As the sci-fi future of controlling interfaces directly with our eyes encroaches, eye-tracking may become more commonplace. Some decent headsets have now become relatively affordable, but the amount of expertise and time required to create, administer, and analyze a study remains substantial. If the calibration isn’t perfect, precision is an illusion.

Only consider eye-tracking when questions remain after you have exhausted less finicky and expensive research and testing methods, or if you’re testing with populations who are unable to articulate what is drawing their attention on a page.

Analyzing and presenting test data

The aim of usability testing is to identify specific, significant problems in order to fix them. The outcome is essentially a ranked punch list with a rationale. Keep your source materials (e.g., session recordings or notes) organized so you can easily refer to them or provide more detail to anyone who is either interested or skeptical. Focus your written documentation on the issues, their severity, and recommended fixes.

How bad and how often?

Rate each problem users encountered during the test on each of the following two scales: severity and frequency. You must look at both to ensure you’re prioritizing real obstacles, rather than chasing a fluke.

Severity:

  • High: an issue that prevents the user from completing the task at all
  • Moderate: an issue that causes some difficulty, but doesn’t prevent the user from completing the task
  • Low: a minor problem that doesn’t affect the user’s ability to complete the task

Frequency:

  • High: 30% or more participants experience the problem
  • Moderate: 11–29% of participants experience the problem
  • Low: 10% or fewer of participants experience the problem

It’ll end in tiers

Once you’ve conducted the tests and rated the issues, sort them into three tiers. Each represents the combination of severity and frequency. Also take into account how core the related task is to your application. (For example, confusion over changing a profile picture may be less core than obstacles to entering payment information.) Rename the tiers if it will make things more fun for you.

  • Tier 1: high-impact problems that often prevent a user from completing a task.

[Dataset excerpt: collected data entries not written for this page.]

PR #4037, opened 2021-02-26
Improved the UI for the re-authentication prompt

dtdesign:
Overhauled the UI to mirror the appearance of the login dialog. The dysfunctional UI elements were quite distracting and everything behaved in a strange way, since the system does not expect a logged-in user to be _de facto_ unable to do anything.

Keeping the visuals as close as possible to the login dialog also improves safety by providing a UI that the user is familiar with.

image


TimWolla (approved):
Eyeballed the diff, looked at the screenshot, this LGTM.

PR #4048, opened 2021-03-04
Use .scrollableCheckboxList in UserGroupCondition

### LINKED ISSUE #3939: Use scrollableCheckboxList for user group checkbox lists
In installations with many user groups, forms with allow the selection of user groups (like the user search form) can become quite long. To avoid such long user group lists, `scrollableCheckboxList` should be used.

TimWolla:
Resolves #3939


TimWolla:
Bildschirmfoto von 2021-03-04 11-51-07

dtdesign (approved):

PR #4587, opened 2021-11-19
Fix Image width of the unfurl card images

Morik:
Looks like it was missed while uniufying the width of the card itself, see:
https://github.com/WoltLab/WCF/commit/533e1ed2861322b3b598797492f2a99f8d06841a


TimWolla:
Careful here when merging: The target branch is incorrect and I assume that I can't easily change it without GitHub suggesting that I merge the whole of 5.5 into 5.4.

Morik:
Sorry for that mishap

dtdesign:
Thanks, I've manually added a commit in 5.4 that fixes the issue.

If you don’t resolve these, you have a high risk to the success of your product.
  • Tier 2: either moderate problems with low frequency or low problems with moderate frequency.
  • Tier 3: low-impact problems that affect a small number of users. There is a low risk to not resolving these.

Now, get to work

As soon as you have usability-test results, you can take action. Start with Tier 1 issues. Identify potential fixes with the lowest level of technical effort. Implement these fixes; then test again.

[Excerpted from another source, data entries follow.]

PR #4594, opened 2021-11-28
force int|null type for `TLengthDatabaseTableColumn::getLength()`

mutec:


TimWolla (changes requested):
The casting should be performed in `->length()` so that the internal state of the object is correct.

mutec:
> The casting should be performed in `->length()` so that the internal state of the object is correct.

I explicitly didn't do that since I hope you are going to use typed arguments in the future which makes it senseless to cast after the type check. So I thought it might make more sense to ensure the provided value is an `int` when the function is called.
I'd rather use `function length(int $length)` additionally to that change.

TimWolla:
> I explicitly didn't do that since I hope you are going to use typed arguments in the future which makes it senseless to cast after the type check.

Such a cast can easily be removed once the parameter is properly typed. It is important however, that the internal state of the object is correct, because everything else results in a mess. The property is already defined to be `int|null` in the PHP doc.

> I'd rather use `function length(int $length)` additionally to that change.

It should be `?int`. I'm wondering whether that would be a “safe” change: Passing a purely numeric string to a `int` parameter should result in PHP casting this automatically and not error. If you don't pass a purely numeric string, then your code already is broken.

--------

In any case: Performing the cast in the getter is not the correct change.

TimWolla:
@mutec Do you plan on making (and testing) the suggested changes, or should I handle this?

mutec:
@TimWolla Sure, but I have been busy the whole week.

mutec:
@TimWolla seems to work. Should I add the type for the function's parameter too or would you like to wait for WSC 6.0?

TimWolla:
> Should I add the type for the function's parameter too or would you like to wait for WSC 6.0?

I'd not type the parameter for now. With 5.6 the PHP requirements will be increased once more to PHP 7.4, allowing the use of typed properties. It makes sense to then adjust all the PHP DDL DTOs in a swooping fashion to ensure proper consistency.

Your change LGTM now. I'll probably take it manually to slightly adjust the commit message. Thanks!

mutec:
You know I'm very creative in writing commit messages. ;)

mutec:
Btw. maybe it's worth it to check `MySQLDatabaseEditor::getColumns()` in WSC 6.0 since the parameter is set as a string (coming from a regex match) over there.

TimWolla:
> You know I'm very creative in writing commit messages. ;)

It wasn't bad per se. However I found it important to give the full reasoning behind this change in the commit message itself. This makes it *much* easier to figure out what happened, later on in git blame and friends. In the end I did a full rewrite of the message, but you did the hard work in creating (and testing) the change, so that's fine!

TimWolla:
> Btw. maybe it's worth it to check `MySQLDatabaseEditor::getColumns()` in WSC 6.0 since the parameter is set as a string (coming from a regex match) over there.

We'll probably come across this naturally when adding proper type support. But as I said above: As long as `strict_types` is not enabled PHP will automatically cast the parameter to an int, if the given string is completely numeric. So this will automatically ensure clean types in the "modern" part of the code, without requiring changes to these very very old parts (MySQLDatabaseEditor).

At a cursory glance the `getColumns()` method should probably be migrated to the well-defined INFORMATION_SCHEMA instead of using `SHOW COLUMNS` + a regular expression. But that would be busy-work for no really measurable benefit.

PR #4596, opened 2021-11-30
Fix suffix declaration in XSD

SoftCreatR:
As of now, a suffix is only allowed for option categories, which is wrong, because a suffix can only be applied to an option itself.


TimWolla:
Thanks, applied manually to 5.3+ while including the PR's description within the commit message itself.

PR #4603, opened 2021-12-08
Overhaul of the user panel menu

dtdesign:
The menu has been rebuilt from the ground up with simplicity, consistent styling and a11y in mind. It introduces a set of new style variables to avoid the pitfall of deriving colors from different elements just because the happen to fit in nicely in the default style.

This change is the first step towards the new mobile menu which will be built on top of this. For now the conversation menu has been left unchanged to serve as a blueprint for the backwards compatibility layer.

image

image


wcfsetup/install/files/lib/data/moderation/queue/ModerationQueueAction.class.php
```diff
@@ -110,8 +112,66 @@ public function validateGetOutstandingQueues()
      * Returns a list of outstanding queues.
      *
      * @return  string[]
+     * @deprecated 5.5
```
TimWolla, line 115: Please add a short explanation blurb: `5.5 - Use foo instead.` or `5.5 - This was tightly bound to the old and removed userpanel implementation.`.

wcfsetup/install/files/lib/data/user/notification/UserNotificationAction.class.php
```diff
@@ -190,6 +196,7 @@ public function validateGetOutstandingNotifications()
      * Loads user notifications.
      *
      * @return  mixed[]
+     * @deprecated 5.5
```
TimWolla, line 199: ditto

TimWolla (commented):
Eyeballed everything, except for pageHeaderUser.tpl. The changes are just too large in there.

ts/WoltLabSuite/Core/Ui/User/Menu/Data/ModerationQueue.ts
```diff
@@ -0,0 +1,165 @@
...
+  private updateCounter(counter: number): void {
+    let badge = this.button.querySelector<HTMLElement>(".badge");
+    if (badge === null && counter > 0) {
+      badge = document.createElement("span");
+      badge.classList.add("badge badgeUpdate");
+
+      this.button.querySelector("a")!.append(badge);
+    }
+
+    if (badge) {
```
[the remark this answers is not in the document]
dtdesign: No, the badge could not exist *and* the `counter` equals `0`.

dtdesign:
The commit c9e8db8 might not be immediately obvious, but this is pretty much what the previous implementation does by slapping `top: 50px !important` into the CSS. I'm taking the extra steps here to make it possible for style creators to overwrite the position with `absolute` and having the computed value match. This is useful when the header is not fixed and was horribly awkward to work around.

TimWolla (approved):
As far as I'm qualified to tell this LGTM now. I did not perform a test, this was a review purely based on the diff.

Need to convince someone before you can make changes? Watching actual users struggle with the system is more convincing than reading a report, and offers all the agitation of a suspense film. (“Why doesn’t he see the button? It’s right there!”) If you’re starting to see frequent repeated usability issues, try to schedule sessions when it’s convenient for important people to observe. Verbatim quotes and video clips of failure presented in conjunction with a report can also be effective. Just make sure to connect the tasks you tested and the problems you found to high-priority business goals.

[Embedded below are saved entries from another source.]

PR #4604, opened 2021-12-09
Use the "focus-trap" library for existing components

dtdesign:
All changes have already been manually tested.


TimWolla (changes requested):
Diff LGTM, but please check the commit messages. The second "reaction picker" should probably be called "dialog".

PR #4605, opened 2021-12-09
Search form overhaul

BurntimeX:
This overhaul of the search form has two goals:
1. By combining SearchForm and SearchResultPage, a better UI is provided to the user. The user can make changes to his search directly above the search results and does not have to call a separate form for this. In addition, the URL now always contains all search parameters and the user can easily share them with other users.

Overall, the UI of the search function should now behaves in a similar way to search engines like Google.

2. The program logic of the search function was previously very strongly coupled to the SearchForm and the SearchResultPage. With the changes, the code is now independent and can be accessed much more easily from other sources (e.g. a REST endpoint).


wcfsetup/install/files/lib/system/search/ISearchProvider.class.php
```diff
@@ -0,0 +1,110 @@
...
+     * This method is only called, if this provider is the only provider that is searched.
+     */
+    public function getCustomSortField(string $sortField): string;
+
+    /**
+     * Replaces the outer SQL query with a custom version. Querying the search index requires the
+     * placeholder {WCF_SEARCH_INNER_JOIN} within an empty INNER JOIN() statement.
+     */
+    public function getOuterSQLQuery(
+        string $q,
```
TimWolla, line 106: I'd drop the `$q` parameter from here. The search provider can't really rely on the search query, because it does not know what search engine will actually execute the search and what type of preprocessing was performed on the query.

wcfsetup/install/files/lib/page/SearchResultPage.class.php
```diff
@@ -247,4 +217,12 @@ protected function initObjectList()
     protected function readObjects()
     {
     }
+
+    /**
+     * @inheritDoc
+     */
+    public function __run()
+    {
+        throw new IllegalLinkException();
```
TimWolla, line 226: As this controller is effectively non-functional you could remove it outright. Compatibility with code relying on this is broken anyway.

wcfsetup/install/files/lib/page/SearchPage.class.php
```diff
@@ -0,0 +1,58 @@
...
+/**
+ * Shows the search form.
+ *
+ * @author  Marcel Werk
+ * @copyright   2001-2021 WoltLab GmbH
+ * @license GNU Lesser General Public License <http://opensource.org/licenses/lgpl-license.php>
+ * @package WoltLabSuite\Core\Page
+ * @since 5.5
+ */
+class SearchPage extends AbstractPage
```
TimWolla, line 18:
```suggestion
final class SearchPage extends AbstractPage
```

wcfsetup/install/files/lib/form/SearchForm.class.php
```diff
@@ -564,27 +565,14 @@ protected function getConditions()
...
+        return $this->userIDs;
+    }
 
-        return $userIDs;
+    /**
+     * @inheritDoc
+     */
+    public function __run()
+    {
+        throw new IllegalLinkException();
```
TimWolla, line 576: Same as SearchResultPage. Especially since this Form conflicts with the new SearchPage based on the name.

wcfsetup/install/files/lib/data/search/SearchAction.class.php
```diff
@@ -22,4 +28,108 @@ class SearchAction extends AbstractDatabaseObjectAction
...
+            if (SearchEngine::getInstance()->getObjectType($this->parameters['type']) === null) {
+                throw new IllegalLinkException();
+            }
+        }
+
+        if (\in_array($this->parameters['sortField'], ['subject', 'time', 'username', 'relevance'])) {
+            $this->parameters['sortField'] = SEARCH_DEFAULT_SORT_FIELD;
+        }
+
+        if ($this->parameters['sortOrder'] !== 'ASC' && $this->parameters['sortOrder'] !== 'DESC') {
```
TimWolla, line 63: For consistency I'd validate with with `\in_array()`, like the `sortField`.

wcfsetup/install/files/lib/data/search/SearchAction.class.php
```diff
@@ -22,4 +28,108 @@ class SearchAction extends AbstractDatabaseObjectAction
...
+            $this->parameters['sortOrder'] = SEARCH_DEFAULT_SORT_ORDER;
+        }
+    }
+
+    public function search(): array
```
TimWolla, line 68: `@since` (applies to all new methods)

wcfsetup/install/files/lib/data/search/SearchAction.class.php
```diff
@@ -22,4 +28,108 @@ class SearchAction extends AbstractDatabaseObjectAction
...
+            'query' => $resultHandler->getQuery(),
+        ]);
+
+        return [
+            'count' => $resultHandler->countSearchResults(),
+            'title' => WCF::getLanguage()->getDynamicVariable('wcf.search.results.title', [
+                'count' => $resultHandler->countSearchResults(),
+                'query' => $resultHandler->getQuery(),
+            ]),
+            'pages' => ceil($resultHandler->countSearchResults() / SEARCH_RESULTS_PER_PAGE),
```
TimWolla, line 98:
```suggestion
            'pages' => \ceil($resultHandler->countSearchResults() / SEARCH_RESULTS_PER_PAGE),
```

ts/WoltLabSuite/Core/Ui/Search/Page.ts
```diff
@@ -106,4 +98,21 @@ export function init(objectType: string): void {
...
+}
+
+function submit(form: HTMLFormElement, input: HTMLInputElement): void {
+  const url = new URL(form.action);
+  url.search += url.search !== "" ? "&" : "?";
+  url.search += "q=" + encodeURIComponent(input.value.trim());
+
+  parameters.forEach((value, key) => {
+    url.search += "&" + encodeURIComponent(key) + "=" + encodeURIComponent(value);
+  });
```
TimWolla, line 115: This could be much simpler as https://developer.mozilla.org/en-US/docs/Web/API/URLSearchParams.

ts/WoltLabSuite/Core/Ui/Search/Extended.ts
```diff
@@ -0,0 +1,197 @@
+import { dboAction } from "../../Ajax";
```
TimWolla, line 1: Module comment missing here.

ts/WoltLabSuite/Core/Ui/Search/Extended.ts
```diff
@@ -0,0 +1,197 @@
...
+    }
+  }
+
+  private updateQueryString(): void {
+    const url = new URL(this.form.action);
+
+    new FormData(this.form).forEach((value, key) => {
+      if (value.toString()) {
+        url.search += url.search !== "" ? "&" : "?";
+        url.search += encodeURIComponent(key) + "=" + encodeURIComponent(value.toString());
```
TimWolla, line 95: ditto URLSearchParams

ts/WoltLabSuite/Core/Ui/Search/Extended.ts
```diff
@@ -0,0 +1,197 @@
...
+      callbackSwitch: (pageNo) => {
+        this.changePage(pageNo);
+      },
+    });
+  }
+
+  private async changePage(pageNo: number): Promise<void> {
+    if (this.lastSearchResultRequest) {
+      this.lastSearchResultRequest.abort();
+    }
```
TimWolla, line 164: I'd either explicitly clear the value after the abort:

```suggestion
    if (this.lastSearchResultRequest) {
      this.lastSearchResultRequest.abort();
      this.lastSearchRequest = undefined;
    }
```

 or just do:
```suggestion
    this.lastSearchResultRequest?.abort();
```

wcfsetup/install/files/lib/page/SearchResultPage.class.php
BurntimeX: It's still used here: https://github.com/WoltLab/WCF/blob/3cfed0e1c3883117ff3d44e65655429a1d3b4b54/wcfsetup/install/files/lib/system/search/SearchResultHandler.class.php#L164

ts/WoltLabSuite/Core/Ui/Search/Page.ts
BurntimeX: Unfortunately, using URLSearchParams leads to an undefined order of the parameters and to an unwanted encoding of the first parameter (`index.php?search/` -> `index.php?search%2F`).

TimWolla: It should be fine if you just use it to append the additional parameters like this:

```
const url = new URL(form.action);
url.search += url.search !== "" ? "&" : "?";
url.search += (new URLSearchParams({q: input.value.trim(), ...parameters})).toString();
```

wcfsetup/install/files/lib/system/search/SearchHandler.class.php
```diff
@@ -0,0 +1,348 @@
...
+    }
+
+    private function buildTypeBasedConditionBuilders(): void
+    {
+        $form = $this->getSearchFormEmulation();
+
+        foreach ($this->objectTypeNames as $key => $objectTypeName) {
+            $objectType = SearchEngine::getInstance()->getObjectType($objectTypeName);
+            if ($objectType === null) {
+                throw new SystemException('unknown search object type ' . $objectTypeName);
```
TimWolla, line 163: No SystemException in new code, please. `$this->objectTypeNames` should probably be validated at the point where untrusted information may be inserted (i.e. initObjectTypeNames).

wcfsetup/install/files/lib/system/search/SearchResultHandler.class.php
```diff
@@ -0,0 +1,172 @@
...
+                    throw new ImplementationException(\get_class($message), ISearchResultObject::class);
+                }
+
+                $customIcon = '';
+                if ($message instanceof ICustomIconSearchResultObject) {
+                    $customIcon = $message->getCustomSearchResultIcon();
+                }
+
+                $this->messages[] = $message;
+                $this->customIcons[\spl_object_hash($message)] = $customIcon;
```
TimWolla, line 131: https://www.php.net/manual/en/class.splobjectstorage.php might be a bit cleaner, avoiding the need for the manual call to `spl_object_hash()`.

wcfsetup/install/files/lib/system/search/mysql/MysqlSearchEngine.class.php
```diff
@@ -59,7 +60,11 @@ public function search(
             }
             $additionalConditionsConditionBuilder = ($additionalConditions[$objectTypeName] ?? null);
 
-            $query = $objectType->getOuterSQLQuery($q, $searchIndexCondition, $additionalConditionsConditionBuilder);
+            if ($objectType instanceof ISearchProvider) {
+                $query = $objectType->getOuterSqlQuery($additionalConditionsConditionBuilder);
+            } else {
+                $query = $objectType->getOuterSQLQuery($q, $searchIndexCondition, $additionalConditionsConditionBuilder);
+            }
```
TimWolla, line 67: This is not ideal, because it breaks existing search engines (e.g. Elasticsearch). Perhaps the `getOuterSqlQuery()` method in the ISearchProvider could be renamed to something more fitting [1] and then a `->getOuterSQLQuery()` method be added to the abstract parent class that provides the backwards compatibility with old search engines?

[1] getFetchObjectsQuery() perhaps?

com.woltlab.wcf/option.xml
```diff
@@ -719,11 +719,6 @@ block:wcf.acp.option.blacklist_sfs_action.block]]></selectoptions>
 				<optiontype>boolean</optiontype>
 				<defaultvalue>1</defaultvalue>
 			</option>
-			<option name="search_use_captcha">
-				<categoryname>security.antispam.captcha</categoryname>
-				<optiontype>boolean</optiontype>
-				<defaultvalue>0</defaultvalue>
-			</option>
```
TimWolla, line 726: With the removal of the captcha (which I consider a good thing), we probably should add support for the flood control with a reasonable limit to prevent the most obvious cases of abuse / DoS attacks. Something like the following should affect any legitimate uses:

- at most 20 searches within the last 60 seconds, but not more than
- 300 searches within the last 12 hours.

wcfsetup/install/files/lib/system/search/SearchHandler.class.php
```diff
@@ -0,0 +1,347 @@
...
+                $parameters[] = WCF::getUser()->userID;
+            }
+
+            $sql = "SELECT  searchID
+                    FROM    wcf" . WCF_N . "_search
+                    WHERE   searchHash = ?
+                        AND searchType = ?
+                        AND searchTime > ?
+                        " . (WCF::getUser()->userID ? 'AND userID = ?' : 'AND userID IS NULL');
+            $statement = WCF::getDB()->prepareStatement($sql);
```
TimWolla, line 280: The condition handling could be cleaned up with a PreparedStatementConditionBuilder.

TimWolla (approved):
I don't have any further concerns, but I purely reviewed this on a diff basis, without testing and without checking the general concept.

Put the competition to the test

In addition to conducting usability testing on your own site or application, you can also conduct it on those of your competitors (presuming that you have access and that competitive evaluation isn’t prohibited by the terms and conditions).

To conduct a benchmark usability study, identify a small common set of tasks to test across your website and those of your competitors. Use a common scoring system across all sites and tasks to identify which of the competitive group was most usable overall, and most usable per key task. Following a redesign, you can run the study again to verify improvement relative to competitors.